The transition to this new Blue LLC continued though MY 2010. Beginning with MY 2011, all Nissan vehicles are filled at the factory with the Blue LLC.
^ MY 2009 and 2010: Some vehicles are filled at the factory with Blue LLC.

^ MY 2011: All vehicles are filled at the factory with Blue LLC.

Blue LLC is designed to have a service life of 7 years/105,000 miles for the factory fill, and 5 years/75,000 miles for subsequent replacement fills.

Nissan Blue Super LLC is available through the Nissan Direct Ship Chemical Care Product Program, Website order link via dealer portal www.NNAnet.com or order direct Genuine Nissan Automotive Chemicals.

^ Blue LLC one gallon pre-diluted: P/N 999MP - LP25500P

> The one gallon containers are pre-diluted with 50% antifreeze and 50% distilled water.

> Do not add additional water when using pre-diluted Blue LLC.

^ Blue LLC one quart concentrate: P/N 999MP - L255QTP

> The one quart concentrate containers are intended for extreme cold weather application.

> Use the concentrate without mixing (do not add water).

> Add directly to the cooling system in specific amounts as directed on the container label.

Additional Information for using Blue LLC

Blue LLC and Green-colored Nissan LLC (P/N 999MP-AF000P) are compatible with each other:
^ Blue can be mixed/added with Green

^ Green can be mixed/added with Blue

CAUTION:
^ Adding Green LLC to Blue LLC will reduce/shorten the life expectancy of the Blue LLC to that of the Green LLC (4 years / 60,000 miles).

^ LLC must always be used with demineralized or distilled water, otherwise the life expectancy of the LLC (Blue or Green) will be degraded and cooling system damage may occur.


----------



## johnn (Sep 8, 2013)

smj999smj said:


> ....What I find interesting is if you look at the maintenance schedule, it recommends replacing the coolant at 60,000 miles and every 30,000 miles thereafter. However, per Nissan TSB #NTB09-040A: "Blue LLC is designed to have a service life of 7 years/105,000 miles for the factory fill, and 5 years/75,000 miles for subsequent replacement fills."


I think it fairly standard that auto makers give their dealerships the chance to promote shorter fluid change intervals to increase the revenue stream.
In some cases of severe service it might even be valid.

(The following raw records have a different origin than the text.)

PR #4164, opened 2026-08-14
feat(map): source merchants from BTC Map

### LINKED ISSUE #4071: feat: Source merchants from BTCMap

kngako:
Based on https://github.com/blinkbitcoin/blink-mobile/pull/4064 without any of the "add to map" functionality.

The map showed only Blink businesses from the `businessMapMarkers` query. It now shows the ~29k merchants on BTC Map (https://btcmap.org), the community-maintained OpenStreetMap overlay the wider bitcoin ecosystem already uses. Tapping a pin opens a bottom sheet with the same details btcmap.org's own drawer shows. We read that data; nothing here writes back to it.

The place list is held offline in a chunked AsyncStorage cache: a cold start seeds from the CDN snapshot (one gzipped ~550 KB response instead of six uncompressed API pages), and later starts ask the API for what changed, at most once an hour. The cached map is drawn the moment it is read rather than behind a spinner. Details are fetched per place on tap, since the API has no batch endpoint and the snapshot deliberately carries only coordinates and an icon.

Three API behaviours drove the sync design, and each is commented where it bites: `updated_since` is exclusive while the API orders by `(updated_at, id)` and pages on `updated_at` alone, so a page boundary inside a group of rows sharing a timestamp would drop the rest of that group — 11% of rows share theirs; the CDN's Last-Modified is the snapshot's generation time, minutes ahead of the newest record it contains, so it is backdated before being used as a cursor; and payment methods have no first-class field, arriving only through the `osm:` tag passthrough.

Pins reuse BTC Map's own teardrop and cluster discs so the map reads as the same map, with clustering by supercluster (pure JS, no native module). Marker glyphs are the Material Icons names BTC Map tags places with, which needs the font registered on both platforms — hence the Info.plist and build.gradle lines, and a native rebuild.

Two deliberate departures from btcmap.org:

- The open/closed badge is only drawn for places near the user. btcmap.org evaluates hours against the *viewer's* clock despite a source comment claiming otherwise, so a New Yorker sees a Tokyo cafe as closed while it is open. The raw hours string is always shown. The parser covers the syntax that actually occurs in the data and returns "unknown" for the rest rather than guess — sending someone to a shut shop is the one failure this feature can cause.
- Boost purchase, verify-location and comments are out of scope; those are BTC Map account actions.

The pay-this-business callout goes with `businessMapMarkers` — BTC Map places carry no Blink username, so there is nothing to route to.

Adds an ODbL attribution line: the data is OpenStreetMap-derived and the licence requires visible credit.

image

image


grimen (changes requested):
Reviewed head `0ae98d901a547dc79053cc42839b4a8ddeb90502`.

## Real strengths first

The new `app/btcmap/` boundary is clear, wire data is mapped into small domain types, and the pure helpers for opening hours, geo, verification, icons, storage, and detail fetching are thoughtfully documented and well tested. The targeted suite is green: 11 suites / 89 tests, with the BTC Map data layer at 96.71% statement and 91.52% branch coverage. TypeScript and targeted ESLint also pass.

## Request changes

The following findings are blocking because they include an Android rendering regression risk, no operational rollback path, permanent data loss at a pagination boundary, stale data for long-lived map mounts, and bypass of the repository's shared web opener.

### I1 — Let cluster markers rasterize before freezing — `app/components/map-component/cluster-marker.tsx:45`

On Android, `tracksViewChanges={false}` from the first frame can snapshot the custom SVG/Text before it paints, producing blank discs or missing counts. `PlaceMarker` already documents and handles this react-native-maps failure mode. Apply the same settle-then-freeze behavior here, re-enable it when the drawn count/tier changes, and add a fake-timer component test that pins the transition.

### I2 — Gate the BTC Map rollout behind Remote Config — `app/btcmap/config.ts:5-6`

These hard-coded third-party endpoints replace the map's complete data source, but there is no way to disable the feed if its shape or merchant/payment data becomes unsafe after release. Register a `btcMapPlacesEnabled` key with the repository's safe default, keep the hook inert when disabled, and add a test for the off state.

### I3 — Preserve rows in an overfull timestamp group — `app/btcmap/api.ts:211`

If more than `BTCMAP_PAGE_SIZE` rows share one `updated_at`, each rewound request returns the same first 5,000 IDs; this branch stops and persists the old cursor, so later rows at that timestamp are never applied. The current test only asserts that the loop stops, which pins the data-loss behavior rather than losslessness. Trigger a full snapshot reseed (or another provably lossless fallback) and test a timestamp group larger than one page.

### I4 — Resync when the mounted map cache expires — `app/btcmap/use-places.ts:119`

This effect reruns only after manual retry. Because the tab stays mounted across tab switches and backgrounding, returning days later never repeats the one-hour age check. Trigger loading on screen focus/app resume or schedule the next stale check, with fake-timer/AppState coverage showing that a fresh mount eventually becomes stale and synchronizes.

### I5 — Use the shared opener for web destinations — `app/components/map-component/place-sheet.tsx:111-112`

Merchant websites, social profiles, required-app web links, and the BTC Map profile currently go straight to the system browser. Route HTTP(S) through `openExternalUrl` for the established in-app-browser-with-fallback behavior, while retaining `Linking` for `tel:`, maps, mail, and payment schemes. Update the tests: they currently explicitly assert the undesirable raw `Linking.openURL` behavior.

## Test coverage

Coverage is substantial but not complete: targeted runtime coverage is **78.34% statements / 74.46% branches / 68.46% functions / 77.69% lines**. The new cluster marker, place marker, and main Map component currently measure 0%, and the suite passes while all of the timestamp, focus/resume, shared-opener, and marker-rasterization defects above remain.

Suggested landing order: lossless sync fallback and Remote Config kill switch first, then mounted refresh and Android marker settling, then shared link handling. Each fix should have a regression test that fails if its core line is reverted.

designsats (changes requested):
Android testing: 
https://github.com/user-attachments/assets/cb8c9ea9-d521-44a7-bcf9-b22ee664a4a9

**Review of the BTC Map implementation:**

1. The map doesn't respect the app theme (dark/light).
2. The "Navigate" CTA label should use the `background` color — currently it's white in dark mode, which is wrong.
3. We don't use shadows under buttons. The "center on user location" button incorrectly has one.
4. The "Select all" text button and the links in the merchant details should be bold.
5. Links in the merchant details should also be underlined.
6. The partially open merchant sheet should fully reveal the "Verified" info — it needs 20px more on my device (we need a universal offset so it behaves this way on every screen size).
7. The companion-app info isn't using our standard info box component. Don't mimic it — take it from Storybooks.
8. Verify that the merchant details content uses the `paragraph3` style (14px); it looks too small in testing.
9. Remove the merchant icon, name only.
10. Show socials like any other link, last in the merchant info list.
11. Icons should match the link color (`primary`).
12. Labels collide in high-density places "Berlín, SV" 
[Screenshot](https://github.com/user-attachments/assets/5182d68f-7c62-4602-9a62-c362bdce8702) 

General note: Make sure components are never reinvented, always taken as thy are in existing flows. 

## Screenshots

| Before | After |
| ------ | ----- |
|    Image    |    map-moneybadger   |




Appending Claude review of code: 

## Design-system pass

Checked the UI in this PR against the Blink design system (tokens in `app/rne-theme/colors.ts`, the component specs, and what's already in `app/components/atomic/`). This is a design review, not a code review — **no changes requested yet**, and nothing here blocks the data work, which I'm not commenting on.

First, credit where it's due: the accessibility fundamentals are right. 44px hit targets on the contact rows, chips and the location button; `hitSlop={12}` on the 22px share icon; 48px on Close. Skeletons rather than spinners, and the sheet's peek height measured rather than guessed. The sheet shell itself — `borderTopRadius: 20`, `colors.white` fill, 1px `grey4` top border, 20px horizontal padding — matches our Figma `bottom-sheet` component exactly, including the radius. And the open/closed badge correctly uses `_green` / `error`.

### Two things are approved as-is — please don't change them

I ruled on both today and logged them as documented exceptions, so they don't get re-raised in future reviews:

- **`PIN_COLOR_DARK = "#8D9EDD"`** stays. It's an invented colour and a fifth blue in an app that already has four, but `primary` lightens to amber in dark mode and collides with the boosted pin. No existing token solves that.
- **Material Icons alongside Phosphor** stays, scoped to the map screen. BTC Map's glyph vocabulary is server-driven and open-ended across ~29k places; `GaloyIcon` exposes ~155 Phosphor glyphs, so a mapping would collapse a large share of pins to a generic marker and cost the map its at-a-glance legibility. Worth noting the knock-on: this makes vendoring Phosphor to drop the npm dep harder, since we now carry a second icon font.

### The one that matters: the Navigate button's label

`place-sheet.tsx` sets `navigateText: { color: colors._white }`. `_white` is `#FFFFFF` in **both** themes — it opts out of the inversion `white` gives you:

| Theme | Fill | Label | Ratio | AA @ 17px/700 (needs 4.5:1) |
|---|---|---|---|---|
| light | `#fc5805` | `#FFFFFF` | 3.2:1 | fail |
| dark | `#ffad0d` | `#FFFFFF` | **1.9:1** | fail badly |

Dark mode is the urgent half. Using `colors.white` instead (as `GaloyPrimaryButton` does) makes it black-on-amber at 11.2:1. Light mode stays at 3.2:1 — but that failure is app-wide and pre-existing on every Blink CTA, caused by the inverted token, and fixing it belongs in `galoy-primary-button.tsx` rather than here. So the ask is just: don't be worse than the baseline.

### Two more colour swaps

- **`colors.success` in `cluster-marker.tsx`** → should be `colors._green`. We never define `success`, so it falls through to the @rn-vui library default (`#52c41a` light / `#439946` dark). Every cluster disc on the map is currently painted a library green rather than Blink's `#00A700`. (Two existing files already do this, so it's not new — but this puts it on the map.)
- **`PIN_GLYPH_COLOR = "#FFFFFF"`** → `colors._white`. Same intent, and it's the token that exists for exactly this.

### The change that makes the diff smaller

Every control in the sheet is hand-rolled, and each has a shipped equivalent:

| In the PR | Use |
|---|---|
| `navigate` pill | `GaloyPrimaryButton` |
| `close` text button | `GaloySecondaryButton` |
| "requires app" card | `GaloyInfo` — its Figma intent is literally *"not active info box"* |

That's roughly **−45 lines net**: the PR gets smaller and more on-system at the same time, and it resolves the dark-mode contrast issue, most of the scale drift below, and the `grey5`/`grey7` point for free. If you only take one thing from this comment, take this one.

### Smaller stuff, fine as follow-up

- **Scale drift.** Our radii are `8 / 16 / 999` and spacing is `3 5 8 10 14 20 30`. The PR uses radii `28` (navigate), `12` (infoCard), `10` (avatar, badge), `16`+border (chip), `20` (statusPill), and gaps of `12`, `6`, `4`, `16`, `24`. Type sizes `17`, `13`, `11` aren't on the product scale (`24 20 18 16 14 12`). The pull tab is `40×3` where Figma specs `26×3`.
- **`grey5` vs `grey7`.** `grey5` means "this responds to touch"; `grey7` is static. The status badges and the info card use `grey5` but aren't tappable.
- **Type scale.** Every `Text` sets a raw `fontSize`/`fontWeight`. The convention is the theme's `type="p1"|"p2"|…` with `bold` (236 uses across `app/`); since the theme pins `SourceSansPro-Regular` and varies weight only through those props, hand-set `fontWeight: "600"` gets synthetically bolded on Android instead of loading the real face.

### One question

Is **`PIN_COLOR_BOOSTED = "#F7931A"`** deliberate — bitcoin orange as a cross-app signal, matching btcmap.org — or did it come along with the pin work? If it's deliberate I'll log it as an exception like the two above. If not, `_primary1` `#FFBE0B` is the palette value.

grimen (approved):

Or, those long-standing maintenance schedules never get updated when the new and improved fluids are introduced.

The longer life on factory fill is understandable given it's a clean start and at the 1st. service even flush machines are not going to get every last trace of impurities out.

A 25% reduction sounds about right, but reducing the life by half is taking things too far.


----------